## WHAT YOU SHOULD DO
The answer must be every line from the entries below that contains "This".
------
PR #696, opened 2024-01-08
squoosh: wip: compute layout in Compose's layout phase, and consult i…

iamralpht:
…ncoming constraints.

This change regresses animation interruption in the "SA: Basics" and
"SA: Instances" tests. This will need to be fixed before merging.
------
## ANSWER BOX
This change regresses animation interruption in the "SA: Basics" and
"SA: Instances" tests. This will need to be fixed before merging.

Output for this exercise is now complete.